手机震动的时候,林屿正在书桌前发呆。
屏幕亮起来,沈砚发来一个压缩文件包,文件名是一串数字编号,看起来像是日期。下面跟着一行字:“新到的,刚冲洗出来。”
林屿的手指停在屏幕上方,没有立刻点开。
窗外的天色已经暗下来了,房间里的光线变得昏沉。
他听见楼下厨房里传来水声,母亲在洗什么东西。
那个花瓶她已经洗了很久,从下午到现在,反复冲洗了不知道多少遍。
林屿把手机拿起,解开锁屏。文件包开始下载,进度条一点一点推进,像缓慢的刽子手的步伐。他把手机音量调成静音,才点开了第一张照片。
照片里是琴房的角落,那架三角钢琴占据画面的大半。
光线从侧面的窗户倾泻进来,在琴身上镀了一层柔和的边缘。
母亲坐在琴凳上,侧着身子,正在和什么人说话。
她穿着一件深绿色连衣裙。
林屿的目光停在那条裙子上。
是那种很正的墨绿色,丝绸质地——他能想象出它在光线下会泛起的那种柔和的、近乎流动的光泽,像深潭底部透上来的水光。
领口开得不算低,但因为侧坐的姿势,衣料在她锁骨下方微微垂落,形成一个浅浅的V形褶皱。
布料从她的肩头滑下一段,贴着锁骨的边缘,露出一小片皮肤。
那片皮肤在琴房侧窗斜射进来的光线下格外白,像是从未见过阳光的地方,带着一种瓷器般温润的质感。
她的锁骨很清晰,骨相精致,从脖颈根部向肩膀的方向微微倾斜,形成一个浅窄的凹槽。
在那片白皙的皮肤上,锁骨内侧偏下的位置,有一颗很小的痣。
颜色淡淡的,深褐色带一点灰,像铅笔尖在纸上轻轻点了一下后留下的墨痕。
她的皮肤很白,那颗痣就格外清晰,像白瓷上落了一粒细砂。
林屿盯着那颗痣看了很久。
手指在屏幕边缘停住了。
他记得那颗痣。
小时候母亲抱他的时候,他趴在她肩上,视线正好落在那个位置。
他会伸出食指去碰那颗小点,指腹按在那颗痣上,感受皮肤的温度。
母亲会笑着捉住他的手说别闹,顺势把他往上托一托,他的脸就贴到她脖子侧面,闻到洗衣液和她身上那种说不清的、带着体温的气息混合在一起的味道。
那时候他的手很小,指腹压在那颗痣上的触感是软的,微微凸起,像一粒嵌在皮肤里的芝麻。

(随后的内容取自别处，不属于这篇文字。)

Issue #1006, opened 2019-04-11
Extend By Size tooltip


michalskrivanek:
when editing disk you can extend the size by xyz GB. That's all good, but people may not realize it doesn't resize the filesystem. It would be great to have a tooltip explaining that after the resize you are responsible to grow the filesystem inside the guest.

现在他的手指悬在屏幕上方,离那张照片里锁骨的位置隔着一层冷光的玻璃面板。
他试了一下——指腹按在那颗痣的像素上,屏幕没反应。
什么也没有。
只有玻璃的冰凉贴上指腹。
照片继续加载。
第二张还是同一个场景,角度略有不同。
母亲抬着头,脖子微微仰起,下颌线和颈部的线条连成一段柔和的、如流水般的弧度——从耳根滑到下颔尖,再沿着颈侧一路延伸到锁骨的凹陷处。
她脖子上戴着一条细细的项链,链子极细,看不清,只在光线扫过的时候泛起一点金属的微光,像蛛丝上沾了一粒露水。
坠子很小,藏在锁骨之间那个浅浅的凹陷里,被两侧的骨头挡着,看不见是什么形状。
但她脖子仰起时,项链从皮肤表面微微抬起来一点点——不是贴着皮肤,是悬空了一线,光线就从那一线间隙里漏过去,在皮肤上投下一道极细的阴影。
她的表情是笑着的。
眼角微微弯着,连带着眼尾拉出了两条细纹,睫毛的根部在光线里显出一点深色。
嘴唇轻启,上唇微微翘起,下唇比上唇厚一些,唇色是自然的淡红,没有涂口红的样子。
像是刚说完什么话之后忍不住又笑了出来——那种笑容里有内容,不是空的。
她在看镜头外面。
林屿把照片放大,两根手指在屏幕上撑开,画面被拉近,颗粒感变得明显。
他看清了母亲眼睛的方向——她视线的落点不在镜头这里,而是在镜头的右侧,稍微偏上的位置。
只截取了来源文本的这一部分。